Description of the task:
Sift the material for lines containing "because", and return them.

Input material:
PR #991, opened 2019-07-04
Use system sodium in the crypto function by default: [ECR-3288]

dmitry-timofeev:
## Overview

That allows the users to benefit from the system libsodium
whenever it is available (it always is when the app is run,
but might not be in other usages).

---
See: https://jira.bf.local/browse/ECR-3288

### Definition of Done

- [x] Public API has Javadoc

### DIFF
--- a/exonum-java-binding/CHANGELOG.md
+++ b/exonum-java-binding/CHANGELOG.md
@@ -15,6 +15,12 @@ and this project adheres to [Semantic Versioning](http://semver.org/spec/v2.0.0.
 
 ## [Unreleased]
 
+### Changed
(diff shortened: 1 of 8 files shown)


bullet-tooth:
I believe that `com.exonum.binding.common.crypto.CryptoFunctions#ed25519` javadoc should be updated as well

dmitry-timofeev:
> javadoc should be updated as well

How exactly? The system library thing?

bullet-tooth:
```
  /**
   * Returns a ED25519 public-key signature system crypto function.
   */
```

PR #997, opened 2019-07-10
[ECR-3223] LC: port is optional; added prefix

bullet-tooth:
## Overview

---
See: https://jira.bf.local/browse/ECR-3223

- now the port is optional in the host URL
- a prefix can be set to all requests

### Definition of Done

- [x] Public API has Javadoc


exonum-light-client/src/main/java/com/exonum/client/HttpUrlHelper.java
```diff
@@ -0,0 +1,65 @@
...
+
+import java.net.URL;
+import java.util.Map;
+import okhttp3.HttpUrl;
+import okhttp3.HttpUrl.Builder;
+
+final class HttpUrlHelper {
+
+  static HttpUrl getFullUrl(URL host, String prefix, String relativeUrl,
+      Map<String, String> query) {
```
dmitry-timofeev: (encoded)QueryParams/Parameters?

exonum-light-client/src/test/java/com/exonum/client/HttpUrlHelperTest.java
```diff
@@ -0,0 +1,70 @@
...
+   * Provides a combination of parameters by the following rules:
+   * - port is optional
+   * - prefix is optional
+   * - paths can start either with or without heading slash
+   * - query params is optional.
+   */
+  private static List<Arguments> source() {
+    Map<String, String> noQuery = emptyMap();
+    return ImmutableList.of(
+        of("http://localhost/path/to/source",
```
dmitry-timofeev: Lone `of` is off 🙃 , please replace with `arguments`.

exonum-light-client/src/main/java/com/exonum/client/HttpUrlHelper.java
```diff
@@ -0,0 +1,65 @@
...
+        .host(host.getHost());
+    if (host.getPort() != -1) {
+      builder.port(host.getPort());
+    }
+    return builder;
+  }
+
+  /**
+   * Removes heading slash from the path.
+   * Useful because underlying OkHttp applies slashes when constructing paths.
```
dmitry-timofeev: Doesn't okhttp do that itself? Also, double slashes must not cause any problems, mustn't they?

exonum-light-client/src/test/java/com/exonum/client/HttpUrlHelperTest.java
```diff
@@ -0,0 +1,70 @@
...
+
+    assertThat(url.toString(), is(expectedUrl));
+  }
+
+  /**
+   * Provides a combination of parameters by the following rules:
+   * - port is optional
+   * - prefix is optional
+   * - paths can start either with or without heading slash
+   * - query params is optional.
```
MakarovS: `are optional`?

exonum-light-client/src/main/java/com/exonum/client/HttpUrlHelper.java
bullet-tooth: No, okhttp doesn't do that :( 
Urls with double stashes are valid. But such urls semantically identical but not equal. It may cause issues when storing them in collections and potentially cause some issues on a server side, for example caching (where the cache key is a path to the resource).
I see this question is more complex: such as we allow users to specify host and prefix in a string form may be do we need to have a full normalization urls support, for example as described [here](https://github.com/Norconex/commons-lang/blob/master/norconex-commons-lang/src/main/java/com/norconex/commons/lang/url/URLNormalizer.java#L56) ?

dmitry-timofeev: I see, do I understand it correctly that we do the normalization to aid caching on a (possibly, intermediate) server in cases where the user has optional leading and/or trailing slashes? Isn't the naive approach used here enough?

exonum-light-client/src/main/java/com/exonum/client/HttpUrlHelper.java
```diff
@@ -48,16 +49,13 @@ static HttpUrl getFullUrl(URL host, String prefix, String relativeUrl,
...
    */
-  private static String normalize(String path) {
-    requireNonNull(path);
-    if (path.startsWith("/")) {
-      return path.substring(1);
-    } else {
-      return path;
-    }
+  private static HttpUrl normalize(HttpUrl url) {
+    URI normalized = url.uri().normalize();
```
dmitry-timofeev: It is no longer a naïve approach 🙃 Shall we add more tests specific to this normalization algorithm to exercise that?

exonum-light-client/src/main/java/com/exonum/client/HttpUrlHelper.java
bullet-tooth: Yes, right.
But, I believe, we can simplify this and remove normalization and rely fully on OkHttp.

dmitry-timofeev: I must admit that the URLs look better normalized, but agree it is not strictly needed (if a user cares, they can omit the slashes) :-)

dmitry-timofeev:
Would you please also add a short changelog entry?

The build currently fails due unused imports.

exonum-light-client/src/test/java/com/exonum/client/TestUtils.java
```diff
@@ -36,4 +40,12 @@ static String toHex(TransactionMessage message) {
     return HEX_ENCODER.encode(message.toBytes());
   }
 
+  static void assertExactPath(RecordedRequest request, String url) {
+    assertThat(request.getPath(), is("/" + url));
```
bullet-tooth: 🤷‍♀️

dmitry-timofeev: I'd try with matchers, as these are unclear.

PR #1011, opened 2019-07-15
Use static rocksdb linkage on Mac [ECR-3324]

vitvakatu:
## Overview

RocksDB is linked statically on Mac to avoid problems with dynamic library resolving.. It is required to set `ROCKSDB_LIB_DIR`  prior to running `package_app.sh`.

---
See: https://jira.bf.local/browse/ECR-3324

### Definition of Done

- [x] Public API has Javadoc

### DIFF
--- a/exonum-java-binding/package_app.sh
+++ b/exonum-java-binding/package_app.sh
@@ -52,6 +52,11 @@ function build-exonum-java-macos() {
       echo "Please set ROCKSDB_LIB_DIR"
       exit 1
     fi
+    # Check if SNAPPY_LIB_DIR is set
+    if [ -z "${SNAPPY_LIB_DIR:-}" ]; then
+      echo "Please set SNAPPY_LIB_DIR"
+      exit 1
+    fi
     build-exonum-java-for-platform "@loader_path" "libjava_bindings.dylib"
 }
 
--- a/exonum-java-binding/package_app.sh
+++ b/exonum-java-binding/package_app.sh
@@ -52,11 +52,6 @@ function build-exonum-java-macos() {
       echo "Please set ROCKSDB_LIB_DIR"
       exit 1
     fi
-    # Check if SNAPPY_LIB_DIR is set
-    if [ -z "${SNAPPY_LIB_DIR:-}" ]; then
-      echo "Please set SNAPPY_LIB_DIR"
-      exit 1
-    fi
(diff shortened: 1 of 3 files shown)


exonum-java-binding/package_app.sh
```diff
@@ -44,6 +44,13 @@ function build-exonum-java-for-platform() {
 }
 
 function build-exonum-java-macos() {
+    # We use static linkage for RocksDB on Mac
```
dmitry-timofeev: I’d explain briefly why.

exonum-java-binding/package_app.sh
```diff
@@ -44,6 +44,19 @@ function build-exonum-java-for-platform() {
 }
 
 function build-exonum-java-macos() {
+    # We use static linkage for RocksDB on Mac because we depend on RocksDB 5.18.3
+    # which is not available via Homebrew
+    export ROCKSDB_STATIC=1
+    # Check if ROCKSDB_LIB_DIR is set
+    if [ -z "${ROCKSDB_LIB_DIR:-}" ]; then
```
bullet-tooth: why do we need these variables? It's always the same `/usr/local/lib`. Can we set them here instead of requiring that from users?

vitvakatu: We're not requiring this from users, because our users will use the Homebrew package :wink:
Setting this variable explicitly will allow you to choose what RocksDB version to use. Besides, it is also mentioned in [Exonum install guide](https://exonum.com/doc/version/latest/get-started/install/)

bullet-tooth: Mb it'll be better to replace by the following (in pseudo-code):
```
export ROCKSDB_LIB_DIR={ROCKSDB_LIB_DIR:-/usr/local/lib}
IF $ROCKSDB_LIB_DIR/librocksdb.dylib not found THEN fail(RocksDB not installed)
```

dip56: actually, you can use a specific version of the rocksdb and use general path for snappy:
```
export ROCKSDB_LIB_DIR=/usr/local/Cellar/rocksdb/6.1.2/lib
or
export ROCKSDB_LIB_DIR=/usr/local/Cellar/rocksdb5/5.18.3/lib
and
export SNAPPY_LIB_DIR=/usr/local/lib
```

dmitry-timofeev:
Rocksdb 6 is fine.

PR #669, opened 2018-03-06
Fix handling of HTTP status codes from routes

milgner:
After updating Grape, the documentation could not be generated anymore.

Upon investigation it turned out that the HTTP codes were not stored in a hash (anymore) but as a two-element array with the status code first and a message second. After applying this patch, documentation was generated successfully again.

### DIFF
--- a/.rubocop_todo.yml
+++ b/.rubocop_todo.yml
@@ -21,7 +21,7 @@ Metrics/AbcSize:
 # Offense count: 3
 # Configuration parameters: CountComments.
 Metrics/ClassLength:
-  Max: 283
+  Max: 287
 
 # Offense count: 10
 Metrics/CyclomaticComplexity:
--- a/CHANGELOG.md
+++ b/CHANGELOG.md
@@ -10,6 +10,7 @@
 #### Fixes
 
 * [#664](https://github.com/ruby-grape/grape-swagger/pull/662): Removed all references to obsolete `hide_format` parameter - [@jonmchan](https://github.com/jonmchan).
+* [#669](https://github.com/ruby-grape/grape-swagger/pull/669): Fix handling of http status codes from routes - [@milgner](https://github.com/milgner).
 
 ### 0.28.0 (February 3, 2018)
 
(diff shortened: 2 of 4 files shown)


milgner:
Damn, did this drive-by-change and forgot to adapt the specs... Will do so...

milgner:
After additional investigation it looks like there are multiple ways to define status codes and they result in different representations in the internal structures.

The routes used for the specs in this gem use

```
          http_codes: [
            { code: 200, message: 'get Splines', model: Api::Entities::Splines },
            { code: 422, message: 'SplinesOutError' }
          ]
```

whereas the Grape documentation (and our application) uses

```
  failure [[401, 'Unauthorized', 'Entities::Error']]
```

which also ends up in the same structure.

After checking the Grape README, I did not explicitly see `http_codes` used. But in the end it seems like `grape-swagger` will need to support both versions. So I'll have to adapt the code to deal with both constellations.

LeFnord:
the keys has changed, see: [grape#describing-methods](https://github.com/ruby-grape/grape#describing-methods), so former `entity` is `success` and `http_codes`are4 `failure` (should also be plural imho), bugt internaly is no difference

the difference is, that `failure` can accept an Array of Arrays in grape and in grape-swagger also an Array of Hashes

please have in mind these keys would only be used by grape-swagger

milgner:
Just a quick update: I haven't forgotten about this PR, just been a bit low on time for OSS work - I have a couple of free days coming up this week and will take care of getting all the different variations of this covered then.

LeFnord:
@milgner thanks for the update 😄

milgner:
Oh no, looks like my changes tipped the metrics for `Metrics/ClassLength` of `Endpoint` over the edge... :see_no_evil:

LeFnord:
thanks @milgner … please can you rebase and update the CHANGELOG with your entry

milgner:
:+1: Done!

LeFnord:
thanks again …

Solution to this problem:
+   * Useful because underlying OkHttp applies slashes when constructing paths.
+    # We use static linkage for RocksDB on Mac because we depend on RocksDB 5.18.3
vitvakatu: We're not requiring this from users, because our users will use the Homebrew package :wink:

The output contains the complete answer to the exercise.